Here's Why We Love Meryl Streep’s 'Bad' Mom Character in 'Ricki & The Flash' (VIDEO)

In her new movie Ricki and the Flash, Streep plays the lead singer in a house band somewhere in the San Fernando Valley -- who just happens to be the mother of three children she did not raise herself. They slipped from her grasp while she was busy trying to have it all.


Or that's one way to see it. Years earlier Ricki left a husband and three young children in the Midwest to pursue her dream of being a rock star in Los Angeles. One album, a few tours, and many rough years later she is barely keeping her music career alive, estranged from her ex-husband Pete (Kevin Klein) and their offspring.

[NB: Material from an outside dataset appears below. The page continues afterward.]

PR #1719, opened 2026-07-09
[AIRMiscPasses] Add air.no_split opt-out for L2 memref splitting

erwei-xilinx:
## Summary

`AIRSplitL2MemrefForBufferConstraintPass` splits an L2 buffer whenever its channel access pattern is multiple-in-single-out or single-in-multiple-out, to satisfy per-tile buffer constraints. Some hand-written aggregator patterns (e.g. a per-column output assembler that deliberately funnels many contributors into one wide L2 buffer) must **not** be split: splitting multiplies the launch-level shim endpoint count and defeats the aggregation, and in dense cases overflows the memtile block-descriptor limit (`aie.memtile_dma op has more than 48 blocks`).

Then she gets a call from Pete telling her their daughter, Julie (played by Streep's real-life daughter, Mamie Gummer), has been jilted by her fiancé and is free-falling into breakdown. Ricki drops everything to fly back and attempt to rescue her daughter.

From there we see a series of steps and half steps, stumbles, embraces, attacks, and retreats between Ricki and her grown children in this family drama. Can she really come back, after all these years, and expect to find a place with these people?

Maureen (Audra McDonald), the woman who married Pete and raised the three children as her own, definitely has a problem with that.

The two mothers confront each other and force us to confront a lot of questions about what makes a woman a mother and about how much we still expect mothers to give up for their children. How do you balance chasing your dreams with motherhood? How much of your identity should you give over to that new role -- half? Three quarters? All?

What if you choose to be a woman first, far above being a mother? Does that make you a terrible human being?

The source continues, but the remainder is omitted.